2.) Long-term, time-series data sets for two indicator species: breeding mallards across North America (red) and elk on Yellowstone National Park’s Northern Range (green). Significant variation in response to climate and other environmental factors occurred during the 2000-2009 decade.
The AIM process is really about providing a deep understanding of the environmental ‘change’ agents or impacts that affect species’ population fluctuations over time. It was patterned after the North American Waterfowl Management Plan (NAWMP), arguably one of the greatest conservation success stories on planet earth. Agencies and organizations formed working groups across the continent that today includes dozens of shareholder groups that review the scientific basis for managing waterfowl harvest on an annual cycle. It applies Adaptive Harvest Models (AHMs) to what is considered the best long-term dataset in the world—standardized aerial surveys of North American waterfowl breeding pair counts since 1955—to adaptively set harvest limits and guide wetland restoration. YERC worked with the NAWMP team to add satellite-derived information on changing water and climate conditions to improve decision-making. From this collaborative work, we then created the AIM process by generalizing the AHM approach to include not just mortality but multiple environmental impacts—both anthropogenic (e.g., land-use, habitat management, invasive spread, etc.) and natural (e.g., disturbance, climate, predation, drought)—for any species’ observation dataset.
The Adaptive Impact Modeling (AIM) process. This annual cycle is adapted from the Strategic Habitat Conservation (SHC) framework to incorporate the AIM process. The merged approach integrates human and natural impacts to further inform the decision-making process using predictive models and thus sustain resilient species populations.
Based on our work we obtained over 30 long-term datasets from our agency partners. We are now starting to apply the AIM process to these invaluable, legacy datasets, but we need support to further provide science-based guidance on how to recover and sustain these species. In doing so we’ll provide the deep insight into how biodiversity interacts with ecosystem processes, the life support system for all species including humankind.
This map assesses the 11-year change in Net Primary Productivity for major regions in the Central Flyway Ecoregion.

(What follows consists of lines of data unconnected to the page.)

PR #320, opened 2021-08-10
add warn-starving sanity option

Moth-Tolias:
implements/resolves DFHack/dfhack#1809.

unfortunately my computer is busted at present so i haven't been able to test this, but i believe it should all be correct?


lethosor (approved):
Thanks!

Although we have produced RRSC models for many of the datasets (see bison for example), we showcase one species: Mountain Fox in the GYC demonstrate RRSC with a habitat suitability model that basically says they select habitat with high prey biomass but also attempt to avoid heavy snows (a risk factor). A similar analysis in Yellowstone additionally showed that fox avoid coyotes. This analysis, although common sense, quantifies the strength by which fox are attracted to, or avoid, a particular impact factor.